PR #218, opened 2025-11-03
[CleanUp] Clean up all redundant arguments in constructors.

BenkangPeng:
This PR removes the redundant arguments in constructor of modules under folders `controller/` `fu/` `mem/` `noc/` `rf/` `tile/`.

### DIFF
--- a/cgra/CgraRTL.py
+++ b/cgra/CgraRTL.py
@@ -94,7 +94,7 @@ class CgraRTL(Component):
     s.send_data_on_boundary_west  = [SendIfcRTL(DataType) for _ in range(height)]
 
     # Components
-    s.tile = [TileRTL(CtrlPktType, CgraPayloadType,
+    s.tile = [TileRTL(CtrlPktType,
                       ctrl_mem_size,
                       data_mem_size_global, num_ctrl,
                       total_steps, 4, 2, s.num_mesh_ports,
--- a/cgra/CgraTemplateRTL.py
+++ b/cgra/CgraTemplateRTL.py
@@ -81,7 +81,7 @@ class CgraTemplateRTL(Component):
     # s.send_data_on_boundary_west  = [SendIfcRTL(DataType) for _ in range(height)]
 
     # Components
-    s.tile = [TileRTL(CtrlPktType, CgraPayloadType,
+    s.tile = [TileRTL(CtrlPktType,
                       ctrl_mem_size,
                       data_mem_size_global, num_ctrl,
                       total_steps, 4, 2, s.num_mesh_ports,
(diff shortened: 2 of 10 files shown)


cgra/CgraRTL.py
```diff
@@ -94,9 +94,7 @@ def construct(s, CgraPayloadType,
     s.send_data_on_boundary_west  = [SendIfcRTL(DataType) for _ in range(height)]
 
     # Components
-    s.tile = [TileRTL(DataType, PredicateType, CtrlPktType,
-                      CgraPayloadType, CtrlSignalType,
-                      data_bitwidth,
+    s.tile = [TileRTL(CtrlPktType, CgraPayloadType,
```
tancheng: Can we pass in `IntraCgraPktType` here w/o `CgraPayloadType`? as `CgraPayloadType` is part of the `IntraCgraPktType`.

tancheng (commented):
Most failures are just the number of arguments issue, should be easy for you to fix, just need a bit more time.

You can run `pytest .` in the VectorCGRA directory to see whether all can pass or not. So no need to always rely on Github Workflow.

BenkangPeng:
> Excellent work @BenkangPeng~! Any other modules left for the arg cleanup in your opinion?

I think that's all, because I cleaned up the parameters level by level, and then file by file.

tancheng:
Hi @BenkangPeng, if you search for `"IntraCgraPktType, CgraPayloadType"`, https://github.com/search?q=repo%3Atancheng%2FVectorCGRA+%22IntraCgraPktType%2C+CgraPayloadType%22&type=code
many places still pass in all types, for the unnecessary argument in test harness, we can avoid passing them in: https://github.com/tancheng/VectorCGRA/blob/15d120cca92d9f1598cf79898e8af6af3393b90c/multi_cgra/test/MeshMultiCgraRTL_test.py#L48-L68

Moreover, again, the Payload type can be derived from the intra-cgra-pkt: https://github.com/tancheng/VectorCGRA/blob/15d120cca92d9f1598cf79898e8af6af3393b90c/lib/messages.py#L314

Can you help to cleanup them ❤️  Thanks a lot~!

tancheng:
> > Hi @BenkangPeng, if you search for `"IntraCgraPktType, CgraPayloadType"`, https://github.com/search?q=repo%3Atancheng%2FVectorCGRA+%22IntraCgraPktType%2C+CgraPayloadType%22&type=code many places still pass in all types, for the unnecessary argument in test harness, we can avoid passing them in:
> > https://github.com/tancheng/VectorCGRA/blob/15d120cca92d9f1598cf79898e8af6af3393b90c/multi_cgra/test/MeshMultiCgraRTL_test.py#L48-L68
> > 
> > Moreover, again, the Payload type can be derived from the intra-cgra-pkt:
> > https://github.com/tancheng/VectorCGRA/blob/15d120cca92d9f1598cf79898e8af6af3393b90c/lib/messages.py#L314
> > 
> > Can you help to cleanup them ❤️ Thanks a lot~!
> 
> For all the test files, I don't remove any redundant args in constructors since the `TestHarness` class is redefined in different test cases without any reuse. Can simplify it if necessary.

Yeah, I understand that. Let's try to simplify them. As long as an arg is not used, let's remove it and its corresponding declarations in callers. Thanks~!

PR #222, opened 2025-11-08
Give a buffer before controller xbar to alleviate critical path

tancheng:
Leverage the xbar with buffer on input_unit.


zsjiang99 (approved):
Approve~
────────
* **WORK INSTRUCTIONS**
Every line of the material must be given again exactly.

* **EXERCISE RESULT**
PR #218, opened 2025-11-03
[CleanUp] Clean up all redundant arguments in constructors.

BenkangPeng:
This PR removes the redundant arguments in constructor of modules under folders `controller/` `fu/` `mem/` `noc/` `rf/` `tile/`.

### DIFF
--- a/cgra/CgraRTL.py
+++ b/cgra/CgraRTL.py
@@ -94,7 +94,7 @@ class CgraRTL(Component):
     s.send_data_on_boundary_west  = [SendIfcRTL(DataType) for _ in range(height)]
 
     # Components
-    s.tile = [TileRTL(CtrlPktType, CgraPayloadType,
+    s.tile = [TileRTL(CtrlPktType,
                       ctrl_mem_size,
                       data_mem_size_global, num_ctrl,
                       total_steps, 4, 2, s.num_mesh_ports,
--- a/cgra/CgraTemplateRTL.py
+++ b/cgra/CgraTemplateRTL.py
@@ -81,7 +81,7 @@ class CgraTemplateRTL(Component):
     # s.send_data_on_boundary_west  = [SendIfcRTL(DataType) for _ in range(height)]
 
     # Components
-    s.tile = [TileRTL(CtrlPktType, CgraPayloadType,
+    s.tile = [TileRTL(CtrlPktType,
                       ctrl_mem_size,
                       data_mem_size_global, num_ctrl,
                       total_steps, 4, 2, s.num_mesh_ports,
(diff shortened: 2 of 10 files shown)


cgra/CgraRTL.py
```diff
@@ -94,9 +94,7 @@ def construct(s, CgraPayloadType,
     s.send_data_on_boundary_west  = [SendIfcRTL(DataType) for _ in range(height)]
 
     # Components
-    s.tile = [TileRTL(DataType, PredicateType, CtrlPktType,
-                      CgraPayloadType, CtrlSignalType,
-                      data_bitwidth,
+    s.tile = [TileRTL(CtrlPktType, CgraPayloadType,
```
tancheng: Can we pass in `IntraCgraPktType` here w/o `CgraPayloadType`? as `CgraPayloadType` is part of the `IntraCgraPktType`.

tancheng (commented):
Most failures are just the number of arguments issue, should be easy for you to fix, just need a bit more time.

You can run `pytest .` in the VectorCGRA directory to see whether all can pass or not. So no need to always rely on Github Workflow.

BenkangPeng:
> Excellent work @BenkangPeng~! Any other modules left for the arg cleanup in your opinion?

I think that's all, because I cleaned up the parameters level by level, and then file by file.

tancheng:
Hi @BenkangPeng, if you search for `"IntraCgraPktType, CgraPayloadType"`, https://github.com/search?q=repo%3Atancheng%2FVectorCGRA+%22IntraCgraPktType%2C+CgraPayloadType%22&type=code
many places still pass in all types, for the unnecessary argument in test harness, we can avoid passing them in: https://github.com/tancheng/VectorCGRA/blob/15d120cca92d9f1598cf79898e8af6af3393b90c/multi_cgra/test/MeshMultiCgraRTL_test.py#L48-L68

Moreover, again, the Payload type can be derived from the intra-cgra-pkt: https://github.com/tancheng/VectorCGRA/blob/15d120cca92d9f1598cf79898e8af6af3393b90c/lib/messages.py#L314

Can you help to cleanup them ❤️  Thanks a lot~!

tancheng:
> > Hi @BenkangPeng, if you search for `"IntraCgraPktType, CgraPayloadType"`, https://github.com/search?q=repo%3Atancheng%2FVectorCGRA+%22IntraCgraPktType%2C+CgraPayloadType%22&type=code many places still pass in all types, for the unnecessary argument in test harness, we can avoid passing them in:
> > https://github.com/tancheng/VectorCGRA/blob/15d120cca92d9f1598cf79898e8af6af3393b90c/multi_cgra/test/MeshMultiCgraRTL_test.py#L48-L68
> > 
> > Moreover, again, the Payload type can be derived from the intra-cgra-pkt:
> > https://github.com/tancheng/VectorCGRA/blob/15d120cca92d9f1598cf79898e8af6af3393b90c/lib/messages.py#L314
> > 
> > Can you help to cleanup them ❤️ Thanks a lot~!
> 
> For all the test files, I don't remove any redundant args in constructors since the `TestHarness` class is redefined in different test cases without any reuse. Can simplify it if necessary.

Yeah, I understand that. Let's try to simplify them. As long as an arg is not used, let's remove it and its corresponding declarations in callers. Thanks~!

PR #222, opened 2025-11-08
Give a buffer before controller xbar to alleviate critical path

tancheng:
Leverage the xbar with buffer on input_unit.


zsjiang99 (approved):
Approve~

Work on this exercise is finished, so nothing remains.